Cette deuxième mouture de la Lloyd Tekno est excessivement rare. On peut dire que c’est même la Tekno la plus rare. Son histoire est obscure. Le premier ouvrage danois sur la firme Tekno qui date du milieu des années 80 ne mentionne pas ce modèle. Il faut attendre les années 90 (et le second ouvrage) pour que la littérature scandinave cite notre modèle. Malheureusement, le modèle photographié dans l’ouvrage est repeint et réparé et les auteurs, peu perspicaces, lui attribuent la même année de création que l’autre modèle ce qui n’est pas plausible.

En effet, la voiture réelle est de 1958 et il faut tenir compte des presque deux ans de gestation nécessaires à l’époque pour mettre au point l’outillage : le modèle ne peut donc être sorti avant 1960.
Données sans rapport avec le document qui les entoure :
PR #224, opened 2019-10-11
RAPL reader implementation

uniemimu:
This adds support for reading the Running Average Power Limit values from sysfs.

https://www.kernel.org/doc/Documentation/power/powercap/powercap.txt

@discordianfish
@pgier

### DIFF
--- a/fixtures.ttar
+++ b/fixtures.ttar
@@ -2776,6 +2776,134 @@ SymlinkTo: ../../devices/LNXSYSTM:00/LNXSYBUS:00/PNP0A08:00/device:00/PNP0C09:00
 Path: fixtures/sys/class/power_supply/BAT0
 SymlinkTo: ../../devices/LNXSYSTM:00/LNXSYBUS:00/PNP0A08:00/device:00/PNP0C09:00/PNP0C0A:00/power_supply/BAT0
 # ttar - - - - - - - - - - - - - - - - - - - - - - - - - - - - - - - - - - - -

Cette thèse est confortée par le rapide abandon de la production de cette miniature qui coïncide avec l’arrêt de la production de la vraie voiture dès 1961. Ce modèle repeint et réparé est longtemps resté le seul modèle connu jusqu’à ce que nous ayons la chance d’acquérir trois modèles auprès d’un vieux marchand danois qui en avait trouvé une dizaine neuves en boîte ! On constate que la boîte est identique à celle du modèle antérieur. Les couleurs retenues sont plus nombreuses que celles vues pour le premier moule et nous nous souvenons très bien que les autos de notre marchand étaient toutes différentes : il devait en avoir six ou sept. On peut légitimement penser que ces autos reprenaient les teintes du constructeur. Il est tentant d’y voir un modèle à usage promotionnel.

En effet, Tekno travaillait avec Lloyd et lui fournissait des autos destinées à être présentées sur des palettes distribuées dans les réseaux de revendeurs pour faciliter les choix des futurs acheteurs (voir la fiche sur Saab /Tekno). Les palettes connues sont toujours équipées de premiers modèles. Pour la petite histoire, comme le marchand danois ne parlait pas l‘anglais, et comme nous ne parlions pas le danois, les négociations ressemblèrent quelque peu à un spectacle du mime Marceau. Heureusement les chiffres sont universels…. et j’ai commencé mon apprentissage du danois !

En voyant ces autos je ne peux m’empêcher d’avoir une pensée pour la cordialité de ce marchand danois, mélange de rudesse et de bonne humeur. C’est un des charmes de la collection que ces rencontres éphémères et improbables.